Congrats, Congrats, Congrats! ! ! ! !!


----------



## wellington (May 7, 2014)

Wow, busy, busy. Good luck with them.


----------



## shanu303 (May 7, 2014)

CONGRATS!!


----------



## mike taylor (May 7, 2014)

You didn't kill it did you? I love snakes just as much as tortoises .


----------



## tortoise Inc (May 7, 2014)

What's going on in Picture four, is she digging, do they wee to make the soil diggable if soil is to dry....


----------



## tortadise (May 8, 2014)

mike taylor said:


> You didn't kill it did you? I love snakes just as much as tortoises .
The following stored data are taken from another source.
PR #812, opened 2022-03-30
converted updater initial delay to select statement, updated updater logging to specify binary being updated

James-Pickett:


directionless (commented):
Looks like it's pretty close.  Nits about logging, and the realization this does need to be outside the `for` loop

cmd/launcher/updater.go
```diff
@@ -63,25 +64,34 @@ func createUpdater(
...
 			// see a simple way to ensure the updater is still running in
 			// the background.
 			for {
-				level.Info(config.Logger).Log("msg", "updater started")
+				// When launcher first starts, we'd like the
+				// server to start receiving data
+				// immediately. But, if updater is trying to
+				// run, this creates an awkward pause for restart.
+				// So, delay starting updates by an hour or two.
+				level.Debug(config.Logger).Log("msg", fmt.Sprintf("%s updater entering initial delay of %s", binaryName, config.InitialDelay))
```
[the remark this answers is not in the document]
lhmzhou: Hi @directionless: What does `log.With` do? I'm not familiar with that method.

cmd/launcher/updater.go
```diff
@@ -63,25 +64,34 @@ func createUpdater(
 	var stop func()
 	stopChan := make(chan bool)
 
+	binaryName := path.Base(binaryPath)
+
 	return &actor.Actor{
 		Execute: func() error {
```
lhmzhou, line 70: Are we missing an error check for this `Execute` call? 

```
if err != nil {
    log.Fatal(err)
}
```

cmd/launcher/updater.go
```diff
@@ -103,20 +113,21 @@ func createUpdater(
...
 			<-ctx.Done()
 
 			return nil
 		},
+
 		Interrupt: func(err error) {
-			level.Info(config.Logger).Log("msg", "updater interrupted", "err", err)
-			level.Debug(config.Logger).Log("msg", "updater interrupted", "err", err, "stack", fmt.Sprintf("%+v", err))
+			level.Info(config.Logger).Log("msg", fmt.Sprintf("%s updater interrupted", binaryName), "err", err)
+			level.Debug(config.Logger).Log("msg", fmt.Sprintf("%s updater interrupted", binaryName), "err", err, "stack", fmt.Sprintf("%+v", err))
```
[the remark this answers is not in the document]
lhmzhou: Agreed. Seems like we're over-logging here.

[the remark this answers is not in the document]
directionless: Actually... I'm using stack traces tonight. So I want to keep these now. 

Useless so much of the time, but occasionally quite handy

cmd/launcher/updater.go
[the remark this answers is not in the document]
directionless: This is using `go-kit/log` as a structured logging tool. (Not stdlib)

[`log.with`](https://pkg.go.dev/github.com/go-kit/log#With) creates a new logger with some set of key/value pairs baked in

cmd/launcher/updater.go
directionless: That should be handled by the caller.

lhmzhou: Gotcha!

cmd/launcher/updater/updater.go
```diff
@@ -0,0 +1,153 @@
...
+func (u *updaterCmd) execute() error {
+	// Failing to start the updater is not a fatal launcher
+	// error. If there's a problem, sleep and try
+	// again. Implementing this is a bit gnarly. In the event of a
+	// success, we get a nil error, and a stop function. But I don't
+	// see a simple way to ensure the updater is still running in
+	// the background.
+
+	// When launcher first starts, we'd like the
+	// server to start receiving data
```
directionless, line 54: nit -- reflow this

cmd/launcher/updater/updater_test.go
```diff
@@ -0,0 +1,226 @@
...
+		updaterRunReturns []func(opts ...tuf.Option) (stop func(), err error)
+		callStopChanAfter time.Duration
+		assertion         assert.ErrorAssertionFunc
+	}{
+		{
+			name: "success",
+			fields: fields{
+				updater: &mocks.Updater{},
+				config: &UpdaterConfig{
+					Logger: log.NewNopLogger(),
```
directionless, line 41: Since there's now a `Create` function, I'd probably take these out of the tests, and do something like:
```
if config.logger == nil {
  config.logger = log.NewNopLogger()
}
```

Probably pairs well with the `log.With` that's there

directionless (commented):
This looks pretty clean. Some nits.

cmd/launcher/updater/updater_test.go
James-Pickett: If I'm understanding correctly, the suggestion is to instantiate the updater via a call to an create/new function ...
I think to do that would require a bit more of a refactor. Currently, the create/new function for `cmd/launcher/updater` is creating a new instance of `pkg/autoupdate`. I think it might be better to pass an instance of `pkg/autoupdate` to the `cmd/launcher/updater` create/new function. This way we can mock that dependency for the `cmd/launcher/update` tests. I suppose somewhere around [here](https://github.com/kolide/launcher/blob/master/cmd/launcher/launcher.go#L188) we could create the new instance of `pkg/autoupdate` and pass it to `cmd/launcher/updater`

cmd/launcher/updater/updater.go
```diff
@@ -0,0 +1,153 @@
...
+		autoupdate.WithNotaryPrefix(config.NotaryPrefix),
+		autoupdate.WithFinalizer(finalizer),
+		autoupdate.WithUpdateChannel(config.UpdateChannel),
+		autoupdate.WithSigChannel(config.SigChannel),
+	)
+	if err != nil {
+		return nil, err
+	}
+
+	config.Logger = log.With(config.Logger, "updater", updater.BinaryName())
```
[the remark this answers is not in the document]
James-Pickett: done

cmd/launcher/updater/updater.go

I didn't it did get away though. Found a crack into the siding of the outside greenhouse. So he's living around there. Not too worried about the torts and snakes. Torts are so docile they pose no threat. But all the volunteers, and my dogs I do worry about. I always relocate them a couple hundred acres up to a pond. Except the copperheads. I take them about a1000 acres over to a forest area.


----------



## tortadise (May 8, 2014)

tortoise Inc said:


> What's going on in Picture four, is she digging, do they wee to make the soil diggable if soil is to dry....


Yep females will urinate to make the soil muddy or more clay like. Easier to excavate. Took her about an hour or so to dig this nest. Nice black soil down here. When water hits it (or any liquid) it's perfect nest digging substrate.


----------



## Jacqui (May 18, 2014)

Pretty hingeback, sure hope her egg hatches... and the rest too of course!


----------



## tortadise (May 19, 2014)

Jacqui said:


> Pretty hingeback, sure hope her egg hatches... and the rest too of course!
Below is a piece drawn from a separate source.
PR #817, opened 2022-04-14
Updates tests to stop occasional failing

James-Pickett:
Updates tests to stop occasional failing

Not sure if the wmitable_test.go failing when parallel is indicative of a race condition somewhere in the code or if it's just affecting the unit test.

She sure is. Not sure how many have been hatched in the US. She's gained 217 grams since she laid that egg. So hoping she will plop some more out. I'm a week or so away from cooling that egg. Hope it develops after the cooling once placed in the incubator. Such a cool species of Kinixys for sure.


----------



## Kathy Coles (May 19, 2014)

There must have been some sort of tortoise party going on for this to happen all at once. Was the bartender serving up cactus juice???


----------



## tortadise (May 19, 2014)

Ha. It was a full moon, and pressure systems built up before a storm the next day. Usually I see very consistent egg laying just before a spring storm, when the pressure rises a lot.


----------



## Yvonne G (May 19, 2014)

Did the Chaco ever finish laying her eggs?


----------



## tortadise (May 19, 2014)

She did. The second one was broken though. The other females turn now. Should be getting another clutch in a few weeks from her too. So hopefully will go better this upcoming second clutch. I've loosened and churned the soil more. I think she had trouble with the second egg because she spent all her energy digging all day. Then the sun went down. So trying to make it easier for them.


----------



## Saleama (May 19, 2014)

I know you sell some and wholesale others Kelly, but what are your plans for the more exotic babies? I am going to assume that you keep the Chacos and rare hingebacks? What about the Stars? Have you had any success with the Egyptians?


----------



## tortadise (May 19, 2014)

Saleama said:


> I know you sell some and wholesale others Kelly, but what are your plans for the more exotic babies? I am going to assume that you keep the Chacos and rare hingebacks? What about the Stars? Have you had any success with the Egyptians?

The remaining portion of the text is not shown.